*** Extracted entries ***
PR #388, opened 2016-07-26
Feature/point conversion proposal

jonastreub:
With this proposal we set out to:
- simplify the existing point conversion API
- make the API public (docs + autocomplete)

**Current API**

```coffee
Utils.convertPointToContext(point, layer, rootContext=false, includeLayer=true) -> point
Utils.convertPointFromContext(point, layer, rootContext=false, includeLayer=true) -> point

```

**Proposed API**
```coffee
Canvas.convertPointToLayer(point, layer) -> point
Screen.convertPointToLayer(point, layer) -> point

Canvas.convertPointToScreen(point) -> 		point
Screen.convertPointToCanvas(point) -> 		point

layer.convertPointToCanvas(point) -> 		point
layer.convertPointToScreen(point) -> 		point
layer.convertPointToLayer(point, layer) -> 	point
```
All conversions start as a function on the instance you are converting from. Points are always the first parameter. This parameter defaults to `{x:0, y:0}`.
When you are converting to a layer this needs to be specified as the second parameter.

### DIFF
--- a/framer/Screen.coffee
+++ b/framer/Screen.coffee
@@ -24,6 +24,15 @@ class ScreenClass extends BaseClass
 	toInspect: ->
 		return "<Screen #{Utils.roundWhole(@width)}x#{Utils.roundWhole(@height)}>"
 
+	# Point Conversion
+
+	convertPointToLayer: (point, layer) =>
+		return Utils.convertPointFromContext(point, layer, false, true)
+
+	convertPointToCanvas: (point) =>
+		ctx = Framer.CurrentContext.device.context
+		return Utils.convertPointToContext(point, ctx, true, false)
+
 	# Edge Swipe
 
 	onEdgeSwipe:(cb) -> @on(Events.EdgeSwipe, cb)
--- a/framer/Screen.coffee
+++ b/framer/Screen.coffee
@@ -26,11 +26,11 @@ class ScreenClass extends BaseClass
 
 	# Point Conversion
 
-	convertPointToLayer: (point, layer) =>
+	convertPointToLayer: (point, layer) ->
 		return Utils.convertPointFromContext(point, layer, false, true)
 
-	convertPointToCanvas: (point) =>
-		ctx = Framer.CurrentContext.device.context
+	convertPointToCanvas: (point) ->
+		ctx = Framer.Device.context
 		return Utils.convertPointToContext(point, ctx, true, false)
 
 	# Edge Swipe
--- a/test/tests/LayerTest.coffee
+++ b/test/tests/LayerTest.coffee
@@ -1148,7 +1148,7 @@ describe "Layer", ->
 
 	describe "Point conversion", ->
 
-		it "should correctly convert points to Screen", ->
+		it "should correctly convert points from layer to Screen", ->
 
 			point =
 				x: 200
@@ -1158,3 +1158,20 @@ describe "Layer", ->
 			screenPoint = layer.convertPointToScreen()
 			screenPoint.x.should.equal point.x
 			screenPoint.y.should.equal point.y
+
+		it "should correctly convert points from Screen to layer", ->
+
+			point =
+				x: 300
+				y: 200
+
+			layer = new Layer point: point
+			layerPoint = Screen.convertPointToLayer({}, layer)
+			layerPoint.x.should.equal -point.x
+			layerPoint.y.should.equal -point.y
+
+
+
+
+
+
--- a/test/tests/LayerTest.coffee
+++ b/test/tests/LayerTest.coffee
@@ -1144,3 +1144,17 @@ describe "Layer", ->
 			a1.isAnimating.should.equal false
 			a2.isAnimating.should.equal false
 			a3.isAnimating.should.equal true
+
+
+	describe "Point conversion", ->
+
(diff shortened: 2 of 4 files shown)


koenbok:
This looks really good!

jordandobson:
Do we really need to say "convert"?

`layer.pointToScreen(point) ->`

or doe we need to say "point" if you feel strongly about keeping convert.

seems like this could be a bit shorter name... but it is clear... almost too clear.

jonastreub:
I like that shorter version Jordan! Probably clear enough without the 'conversion' part.

framer/Screen.coffee
```diff
@@ -24,6 +24,15 @@ class ScreenClass extends BaseClass
 	toInspect: ->
 		return "<Screen #{Utils.roundWhole(@width)}x#{Utils.roundWhole(@height)}>"
 
+	# Point Conversion
+
+	convertPointToLayer: (point, layer) =>
+		return Utils.convertPointFromContext(point, layer, false, true)
+
+	convertPointToCanvas: (point) =>
+		ctx = Framer.CurrentContext.device.context
```
tisho: Is `CurrentContext.device` guaranteed to exist?

koenbok:
I would also love a few more unit tests:

- With(out) contexts
- For advanced transforms with rotation

framer/Screen.coffee
```diff
@@ -24,6 +24,15 @@ class ScreenClass extends BaseClass
 	toInspect: ->
 		return "<Screen #{Utils.roundWhole(@width)}x#{Utils.roundWhole(@height)}>"
 
+	# Point Conversion
+
+	convertPointToLayer: (point, layer) =>
+		return Utils.convertPointFromContext(point, layer, false, true)
+
+	convertPointToCanvas: (point) =>
```
tisho: No need to rebind the function to the current context since you're not using `@` anywhere.

framer/Screen.coffee
```diff
@@ -24,6 +24,15 @@ class ScreenClass extends BaseClass
 	toInspect: ->
 		return "<Screen #{Utils.roundWhole(@width)}x#{Utils.roundWhole(@height)}>"
 
+	# Point Conversion
+
+	convertPointToLayer: (point, layer) =>
```
tisho: No need to rebind the function to the current context since you're not using `@` anywhere.

test/tests/LayerTest.coffee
*** End of Extracted entries ***
> [Activity]: Output the data once more, exactly as it appears above.

> [Your solution]:
PR #388, opened 2016-07-26
Feature/point conversion proposal

jonastreub:
With this proposal we set out to:
- simplify the existing point conversion API
- make the API public (docs + autocomplete)

**Current API**

```coffee
Utils.convertPointToContext(point, layer, rootContext=false, includeLayer=true) -> point
Utils.convertPointFromContext(point, layer, rootContext=false, includeLayer=true) -> point

```

**Proposed API**
```coffee
Canvas.convertPointToLayer(point, layer) -> point
Screen.convertPointToLayer(point, layer) -> point

Canvas.convertPointToScreen(point) -> 		point
Screen.convertPointToCanvas(point) -> 		point

layer.convertPointToCanvas(point) -> 		point
layer.convertPointToScreen(point) -> 		point
layer.convertPointToLayer(point, layer) -> 	point
```
All conversions start as a function on the instance you are converting from. Points are always the first parameter. This parameter defaults to `{x:0, y:0}`.
When you are converting to a layer this needs to be specified as the second parameter.

### DIFF
--- a/framer/Screen.coffee
+++ b/framer/Screen.coffee
@@ -24,6 +24,15 @@ class ScreenClass extends BaseClass
 	toInspect: ->
 		return "<Screen #{Utils.roundWhole(@width)}x#{Utils.roundWhole(@height)}>"
 
+	# Point Conversion
+
+	convertPointToLayer: (point, layer) =>
+		return Utils.convertPointFromContext(point, layer, false, true)
+
+	convertPointToCanvas: (point) =>
+		ctx = Framer.CurrentContext.device.context
+		return Utils.convertPointToContext(point, ctx, true, false)
+
 	# Edge Swipe
 
 	onEdgeSwipe:(cb) -> @on(Events.EdgeSwipe, cb)
--- a/framer/Screen.coffee
+++ b/framer/Screen.coffee
@@ -26,11 +26,11 @@ class ScreenClass extends BaseClass
 
 	# Point Conversion
 
-	convertPointToLayer: (point, layer) =>
+	convertPointToLayer: (point, layer) ->
 		return Utils.convertPointFromContext(point, layer, false, true)
 
-	convertPointToCanvas: (point) =>
-		ctx = Framer.CurrentContext.device.context
+	convertPointToCanvas: (point) ->
+		ctx = Framer.Device.context
 		return Utils.convertPointToContext(point, ctx, true, false)
 
 	# Edge Swipe
--- a/test/tests/LayerTest.coffee
+++ b/test/tests/LayerTest.coffee
@@ -1148,7 +1148,7 @@ describe "Layer", ->
 
 	describe "Point conversion", ->
 
-		it "should correctly convert points to Screen", ->
+		it "should correctly convert points from layer to Screen", ->
 
 			point =
 				x: 200
@@ -1158,3 +1158,20 @@ describe "Layer", ->
 			screenPoint = layer.convertPointToScreen()
 			screenPoint.x.should.equal point.x
 			screenPoint.y.should.equal point.y
+
+		it "should correctly convert points from Screen to layer", ->
+
+			point =
+				x: 300
+				y: 200
+
+			layer = new Layer point: point
+			layerPoint = Screen.convertPointToLayer({}, layer)
+			layerPoint.x.should.equal -point.x
+			layerPoint.y.should.equal -point.y
+
+
+
+
+
+
--- a/test/tests/LayerTest.coffee
+++ b/test/tests/LayerTest.coffee
@@ -1144,3 +1144,17 @@ describe "Layer", ->
 			a1.isAnimating.should.equal false
 			a2.isAnimating.should.equal false
 			a3.isAnimating.should.equal true
+
+
+	describe "Point conversion", ->
+
(diff shortened: 2 of 4 files shown)


koenbok:
This looks really good!

jordandobson:
Do we really need to say "convert"?

`layer.pointToScreen(point) ->`

or doe we need to say "point" if you feel strongly about keeping convert.

seems like this could be a bit shorter name... but it is clear... almost too clear.

jonastreub:
I like that shorter version Jordan! Probably clear enough without the 'conversion' part.

framer/Screen.coffee
```diff
@@ -24,6 +24,15 @@ class ScreenClass extends BaseClass
 	toInspect: ->
 		return "<Screen #{Utils.roundWhole(@width)}x#{Utils.roundWhole(@height)}>"
 
+	# Point Conversion
+
+	convertPointToLayer: (point, layer) =>
+		return Utils.convertPointFromContext(point, layer, false, true)
+
+	convertPointToCanvas: (point) =>
+		ctx = Framer.CurrentContext.device.context
```
tisho: Is `CurrentContext.device` guaranteed to exist?

koenbok:
I would also love a few more unit tests:

- With(out) contexts
- For advanced transforms with rotation

framer/Screen.coffee
```diff
@@ -24,6 +24,15 @@ class ScreenClass extends BaseClass
 	toInspect: ->
 		return "<Screen #{Utils.roundWhole(@width)}x#{Utils.roundWhole(@height)}>"
 
+	# Point Conversion
+
+	convertPointToLayer: (point, layer) =>
+		return Utils.convertPointFromContext(point, layer, false, true)
+
+	convertPointToCanvas: (point) =>
```
tisho: No need to rebind the function to the current context since you're not using `@` anywhere.

framer/Screen.coffee
```diff
@@ -24,6 +24,15 @@ class ScreenClass extends BaseClass
 	toInspect: ->
 		return "<Screen #{Utils.roundWhole(@width)}x#{Utils.roundWhole(@height)}>"
 
+	# Point Conversion
+
+	convertPointToLayer: (point, layer) =>
```
tisho: No need to rebind the function to the current context since you're not using `@` anywhere.

test/tests/LayerTest.coffee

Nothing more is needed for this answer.